Much has been written regarding the value of the resistive index (RI) measurements from the renal parenchyma in determining the clinical response to renal revascularization. The RI is calculated as 1 – EDV/PSV (EDV, end-diastolic velocity, and PSV, peak systolic velocity) from Doppler waveforms sampled from the superior, mid, and inferior segments of both kidneys. A high RI (i.e.,>0.8) has been regarded as an indication of severe parenchymal disease and as a marker of a lack of clinical response to revascularization. However, this measurement needs to be examined critically, as it can be influenced by a variety of factors. For example, the presence of a severe main RAS will result in a parvus tardus waveform (i.e., reduction in the PSV measurement), thus resulting in a reduction in the RI measurement. Thus, a patient with concomitant severe parenchymal disease and severe main RAS could have a normal RI measurement based on the balance of these two influences on the RI. Additional variables that can influence the RI measurement include the presence of valvular heart disease (e.g., aortic stenosis—decrease, aortic regurgitation—increase, and stiff calcified aorta—increase). Unfortunately, the RI is poorly understood by many interventionalists and general medicine physicians. It should be viewed in the context of the entire body of information gathered from the patient and its limitations should be clearly understood.

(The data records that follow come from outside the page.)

PR #1431, opened 2022-11-21
Wrap error structure

### LINKED ISSUE #701: Polywrap Specific Error Structure

krisbitney:
This PR adds a custom `WrapError` error structure that is capable of parsing errors from strings, allowing us to improve error formatting and provide additional information for debugging.

Example error output for URI Resolution Exception:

A typical screening and treatment algorithm for RAS is outlined in Figure 22.2.
Figure 22.2 • Algorithm for diagnosis and management of patients with suspected renal artery stenosis.
Paired renal arteries arise from the lateral aspect of the abdominal aorta at the level of the first and second lumbar vertebrate, just inferior to the anterior origin of the superior mesenteric artery. The origin of the right renal artery is often slightly higher than that of the left renal artery. The main renal artery remains intact for a variable length, prior to subdividing into segmental arteries. These segmental arteries further subdivide into interlobar arteries that subsequently divide into the arcuate and interlobular arteries. The arcuate and interlobular arteries provide the smaller arterioles that penetrate the renal cortex and medulla (Fig. 22.3).
There are a number of variations in renal artery anatomy that warrant mention. The most common variant is the presence of an accessory renal artery, which occurs in up to 30% of individuals and refers to a second, generally smaller-caliber, renal artery that most commonly arises inferior to the main renal artery (Fig. 22.4). Accessory renal arteries typically arise from the abdominal aorta but may also arise from the common iliac, superior and inferior mesenteric, and right hepatic arteries. In some instances, the accessory renal artery may be of similar caliber to the main renal artery, thus supplying a large portion of the renal blood supply. In these circumstances, revascularization of stenosed accessory renal arteries has been performed.
A second anatomic variant is early subdivision of the main renal artery (Fig. 22.5). Normally, a main renal artery remains intact for several centimeters prior to dividing into a variable number of segmental branches. In some cases, a main renal artery may immediately subdivide into segmental branches just beyond its origin, thus making optimal percutaneous revascularization more challenging.